Conversation Flow

The following diagram illustrates the flow of a conversation in Ayushma, including API endpoints, database models, and integrations with external services.

Explanation:

User Input: The user initiates a conversation by providing input either through text or audio.
Language Selection: The user selects the desired language for the conversation.
Chat Creation: The front-end calls the Chat Creation API endpoint to create a new chat session in the database.
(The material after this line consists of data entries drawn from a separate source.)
PR #1710, opened 2024-03-11
Populate RegisterMaps using MachRegister::getAllRegistersForArch

hainest:
Can't be merged until after #1709


hainest:
RegisterMaps is removed by #1712.

PR #1718, opened 2024-03-22
Remove LivenessAnalyzer::query(ParseAPI::Location,Type,OutputIterator)

hainest:
It has never worked because it doesn't dereference the output iterator.


kupsch (approved):

hainest:
No test regressions.

PR #1719, opened 2024-03-24
Dead code cleanup

hainest:
A bit of weekend yak shaving. No urgency at all.


hainest:
No test regressions.

dyninstAPI/src/image.C
```diff
@@ -1049,11 +1037,7 @@ pdmodule *image::findModule(const string &name, bool wildcard)
       }
    }
 
-   //cerr << " (image::findModule) did not find module, returning NULL" << endl;
    if (found) {
-      // Just-in-time...
-      //if (parseState_ == symtab)
-      //analyzeImage();
       return found;
    }
```
kupsch, line 1043: replace this and the `return NULL;` with `return found;`

kupsch (approved):
one small comment to make code simpler/clearer.

dyninstAPI/src/image.C
hainest: Fixed. Thanks for the careful look!

PR #1721, opened 2024-04-08
improve cmake install dirs

### LINKED ISSUE #1720: release cmake configury: unable to install under /usr/lib64/...
I'm trying to package dyninst 13 for Fedora, wherein dyninst libraries should sit under /usr/lib64/dyninst (or even /usr/lib64).  However, the cmake files appear to override all my efforts to set DYNINST_INSTALL_LIBDIR or any other library-like path cmake variable, and end up with cmake --install plopping them under /usr/lib/.  This used to work back in the dyninst 12 days.

kupsch:
Use cmake's GNUInstallDirs to get the lib, bin and include directory names instead of always using 'lib', 'bin', and 'include'.  This results in two changes:

- lib directory becomes 'lib64' on platforms where this is the convention

- the lib, bin and include may be overwritten using the cmake variables CMAKE_INSTALL_BINDIR, CMAKE_INSTALL_LIBDIR and CMAKE_INSTALL_INCLUDEDIR respectively

Fixes #1720


kupsch:
@hainest I tested on rhel-based systems that use lib64 and it works as expected. Tested with packages that use cmake targets such as examples, unit-tests, testsuite and external-tests and they all work without changes as cmake searches both lib and lib64 for the `DyninstConfig.cmake`.  Also tested very non-standard names and those also worked with external packages if the unusual directory if you specified the exact directory instead of the prefix to find the `DyninstConfig.cmake`.

bigtrak:
> @hainest I tested on rhel-based systems that use lib64 and it
> works as expected. Tested with packages that use cmake targets such
> as examples, unit-tests, testsuite and external-tests and they all
> work without changes as cmake searches both lib and lib64 for the
> `DyninstConfig.cmake`.  Also tested very non-standard names and
> those also worked with external packages if the unusual directory if
> you specified the exact directory instead of the prefix to find the
> `DyninstConfig.cmake`.

I've run into this issue with cmake on some platforms, such as el8,
where it thinks lib64 and lib are different directories for some
software packages..   I've "worked around" the issue by just symlinking
the missing one, which solves the cmake configuration issues.

Jim's suggestion to use the cmake builtins to seperate the two
so it "just works" seems a good solution.  On other OSes
with combined dirs, it should work OK.

Jim -- did you happen to check on ubuntu, for example, to see if it
does an <architecture>/lib dir setup?  Such as ubuntu uses in /usr vs
the lib64 issue on redhat based systems?   I didn't look into that,
wondering if you saw something like than when testing the cmake stuff
you found.

Thanks
Bolo

PR #1723, opened 2024-04-09
Disable -Wdeprecated-declarations for Boost on clang > 17

hainest:
It's not clear why, but clang 18 and 19 do not correctly detect that /usr/include/boost is a system directory, and it emits warnings for use of deprecated std::unary_function.


cmake/tpls/DyninstBoost.cmake
```diff
@@ -63,6 +63,11 @@ if(NOT TARGET Dyninst::Boost)
                              INTERFACE ${Boost_INCLUDE_DIRS})
   target_compile_definitions(Dyninst::Boost_headers
                              INTERFACE BOOST_MULTI_INDEX_DISABLE_SERIALIZATION)
+  set(_id CMAKE_CXX_COMPILER_ID)
+  set(_ver CMAKE_CXX_COMPILER_VERSION)
+  if(${_id} STREQUAL Clang AND ${_ver} VERSION_GREATER 17)
+    target_compile_options(Dyninst::Boost_headers INTERFACE -Wno-deprecated-declarations)
```
kupsch, line 69: Since this is a warning suppression, this line should be

```
if(DYNINST_DISABLE_DIAGNOSTIC_SUPPRESSIONS)
  target_compile_options(Dyninst::Boost_headers INTERFACE -Wno-deprecated-declarations)
endif
```

That way the warnings will be displayed the DYNINST_DISABLE_DIAGNOSTIC_SUPPRESSIONS` option is set.

kupsch (approved):

cmake/tpls/DyninstBoost.cmake
hainest: My intent was to fix a compiler bug, but I agree it's probably good to put this under the control of DYNINST_DISABLE_DIAGNOSTIC_SUPPRESSIONS. I'll add the clang check to DyninstWarnings and make a separate variable for it.

kupsch (approved):

PR #1724, opened 2024-04-09
ignore .hmac files in system-libs github workflow

kupsch:
.hmac files are library files so do not try to parse

### DIFF
--- a/.github/workflows/system-libs.yaml
+++ b/.github/workflows/system-libs.yaml
@@ -46,8 +46,10 @@ jobs:
            done
            export LD_LIBRARY_PATH
            for dir in /usr/lib /usr/lib64; do                       \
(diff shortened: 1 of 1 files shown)


hainest:
Yeah, I ran into this with my updated CI stuff. The best part is that SymtabCodeSource raises no error, but prints to stderr. Naturally. It also seems to be impossible to parse archives using Symtab::openFile because the Symtab constructor only calls [Object::Object](https://github.com/dyninst/dyninst/blob/master/symtabAPI/src/Symtab.C#L819) which ultimately only checks for complete ELF [Elf_X.C](https://github.com/dyninst/dyninst/blob/master/elf/src/Elf_X.C#L187). Double-fun, that check also uses `elf_kind` to set `isArchive`... which is always false.

hainest (approved):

This generates a unique Chat ID.
Converse API: The front-end calls the Converse API endpoint with the Chat ID and user input.
Conditional Logic:
- Text Input: If the user provided text input, it is sent directly to the Converse API with the text parameter.
- Audio Input: If the user provided audio input, the Speech-to-Text API is called first to transcribe the audio into text. The transcribed text is then sent to the Converse API.
OpenAI API / Pinecone: The back-end processes the user's query and interacts with the OpenAI API or Pinecone index to generate a response.
AI Response: The AI generates a response based on the user's query and available information.
Translate?: If the user's selected language is not English, the AI response is translated to the target language using a translation API.
Text-to-Speech?: If audio output is enabled, the AI response (translated or in English) is converted into speech using a Text-to-Speech API. This generates an audio file.
Store ChatMessage: The response, along with any generated audio, is stored as a ChatMessage in the database, associated with the corresponding Chat and Project.
Response: The final response, either as text or audio, is sent back to the user through the front-end interface.

Database Models Involved:

ChatMessage: Stores individual messages within a chat session.
Chat: Represents a chat session with a title, user, project, and list of associated messages.
Project: Defines the configuration and settings for a specific project, including the prompt, API keys, and document references.
Document: Represents a document that has been ingested into Ayushma for reference during conversations.

External Services and Integrations:

Speech-to-Text Engine: Whisper or Google Speech-to-Text is used to transcribe audio input into text.
Text-to-Speech Engine: OpenAI or Google Text-to-Speech is used to convert text responses into speech.
Pinecone Index: Stores vector embeddings of documents for efficient retrieval during conversations.
OpenAI API: Provides access to OpenAI's language models for generating responses and performing other AI tasks.
Translation API: Facilitates real-time translation of messages between different languages.